Egal ob Freak, Nerd, Geek oder einfach nur Computer-Interessierter, die IT-Branche ist aus unserer „vernetzten“ Welt nicht mehr wegzudenken und sucht ständig fähige Azubis.

Was macht ein Fachinformatiker für Anwendungsentwicklung?

In der Ausbildung Fachinformatiker für Anwendungsentwicklung dreht sich alles rund um die Entwicklung von Software, die beispielweise von Kunden vorgegebene Funktionen erfüllen soll. Dazu planen, konzipieren und programmieren Fachinformatiker die unterschiedlichsten Programme und Anwendungen und entwickeln anwendungsgerechte und nutzerfreundliche Bedienoberflächen. Dabei kommen verschiedene Programmiersprachen und spezielle Entwicklertools zum Einsatz. Auch die Schulung von Anwendern der neuen Software gehört zum Berufsbild. Zudem werden Fachinformatiker auch in der PC-Spieleentwicklung gebraucht.

Nach der Ausbildung arbeitest du in Unternehmen der IT-Branche oder in IT-Abteilungen von Firmen unterschiedlichster Branchen und Wirtschaftsbereiche.

Das Berufsbild zum Fachinformatiker für Anwendungsentwicklung kann ganz unterschiedlich aussehen. Das hängt von deinem Ausbildungsbetrieb ab, der Branche, in der du arbeitest, und dem Arbeitsbereich, in dem du tätig bist. Die Wahl des passenden Ausbildungsbetriebs ist also sehr wichtig, damit du dich in der Ausbildung wohlfühlst und damit deine Stärken zur jeweiligen Stelle und Arbeitsumgebung passen.

  • Betrieb A ist ein mittelständisches Unternehmen mit eigener IT-Abteilung, in der du dich als Azubi vor allem um firmeninterne Systeme kümmerst und auch den Mitarbeitern bei Fragen und Problemen weiterhilfst.
  • Betrieb B ist ein Software-Hersteller, bei dem du als Azubi vor allem Software-Lösungen für Kunden entwickelst. Hier hast du vielleicht auch mal Kundenkontakt.
  • Und bei Betrieb C, einem Online-Unternehmen, stellst du sicher, dass die Online-Dienste für Kunden reibungslos funktionieren.

Art der Ausbildung

dual (Berufsschule und Betrieb), auch schulisch möglich

Dauer der Ausbildung

3 Jahre, Verkürzung auf 2-2,5 Jahre möglich.

Zuständige Stelle

IHK oder HWK

So läuft die Ausbildung ab

Du wolltest schon immer Fachinformatiker für Anwendungsentwicklung werden? Dann stellst du dir bestimmt die Frage: Wie werde ich eigentlich Fachinformatiker? In deiner Ausbildung bist du abwechselnd in Betrieb und Berufsschule. Im Betrieb erlernst du die praktische Seite des Berufsbildes Fachinformatiker für Anwendungsentwicklung kennen und übernimmst konkrete Aufgaben. In der Berufsschule wird dir das theoretische Hintergrundwissen vermittelt. Während deiner Ausbildung führst du als Ausbildungsnachweis ein Berichtsheft. Darin hältst du fest, welche Tätigkeiten und Aufgaben du machst. Dein Ausbilder überprüft dein Berichtsheft regelmäßig.

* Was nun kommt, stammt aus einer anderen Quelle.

PR #2028, opened 2026-08-19
Reject JSON/Geometry/Timestamptz in Struct field

yhmo:
JSON/Geometry/Timestamptz in Struct field ------- allowed during creating collection, rejected during insert/upsert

In der Mitte des 2. Ausbildungsjahres absolvierst du eine Zwischenprüfung. Am Ende deiner Ausbildung wartet die Abschlussprüfung auf dich. Diese besteht aus einem praktischen Teil A und einem schriftlichen Teil B. Nach bestandener Prüfung darfst du dich staatlich anerkannter Fachinformatiker für Anwendungsentwicklung nennen. Weitere Infos zu den Inhalten und dem Ablauf der Ausbildung findest du in der Ausbildungs- und Prüfungsverordnung für Fachinformatiker für Anwendungsentwicklung.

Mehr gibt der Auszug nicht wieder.